------ DATA RECORDS

PR #325, opened 2020-07-12
Switch benchmarks from criterion to gauge

### LINKED ISSUE #321: Switch benchmarks from criterion to gauge
At the moment benchmarks are pretty much useless, because `criterion` depends on `vector` not only directly, but also transitively on many occasions. 
```
In the dependencies for aeson-1.4.7.1:
    vector-0.13.0.1 from stack configuration does not match >=0.12.0.1 && <0.13  (latest matching
                    version is 0.12.1.2)
needed due to vector-benchmarks-0.10.10 -> aeson-1.4.7.1

In the dependencies for cassava-0.5.2.0(-bytestring--lt-0_10_4):
    vector-0.13.0.1 from stack configuration does not match >=0.8 && <0.13  (latest matching version
                    is 0.12.1.2)
needed due to vector-benchmarks-0.10.10 -> cassava-0.5.2.0

In the dependencies for microstache-1.0.1.1:
    vector-0.13.0.1 from stack configuration does not match >=0.11 && <0.13  (latest matching version
                    is 0.12.1.2)
needed due to vector-benchmarks-0.10.10 -> microstache-1.0.1.1

In the dependencies for vector-algorithms-0.8.0.3:
    vector-0.13.0.1 from stack configuration does not match >=0.6 && <0.13  (latest matching version
                    is 0.12.1.2)
needed due to vector-benchmarks-0.10.10 -> vector-algorithms-0.8.0.3

In the dependencies for vector-binary-instances-0.2.5.1:
    vector-0.13.0.1 from stack configuration does not match >=0.6 && <0.13  (latest matching version
                    is 0.12.1.2)
needed due to vector-benchmarks-0.10.10 -> vector-binary-instances-0.2.5.1

In the dependencies for vector-th-unbox-0.2.1.7:
    vector-0.13.0.1 from stack configuration does not match >=0.7.1 && <0.13  (latest matching
                    version is 0.12.1.2)
needed due to vector-benchmarks-0.10.10 -> vector-th-unbox-0.2.1.7
```
I suggest we switch from `criterion` to `gauge` to simplify this sort of things.

----

(In the long term one could probably patch `gauge` to use `primitive` instead of `vector`)

Bodigrim:
Closes #321 

I also switched generation of random vectors from `mwc-random` to `random` to avoid building `math-functions` and `mwc-random` (both of them depend on `vector`). Now it is only `gauge` itself which needs to be rebuilt.


Bodigrim:
I also forked `gauge` to use `primitive` instead of `vector` when statistical analysis is disabled, providing even faster (but less accurate) feedback loop. 

```yaml
resolver: nightly-2020-05-03
packages:
- .
- benchmarks
extra-deps:
- random-1.2.0
- splitmix-0.1
- github: Bodigrim/hs-gauge
  commit: bf685c5
flags:
  gauge:
    analysis: false
```

Shimuuar:
> when statistical analysis is disabled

------------

List each line of the records that holds the string "statistical".

* _EXERCISE RESULT_
I also forked `gauge` to use `primitive` instead of `vector` when statistical analysis is disabled, providing even faster (but less accurate) feedback loop. 
> when statistical analysis is disabled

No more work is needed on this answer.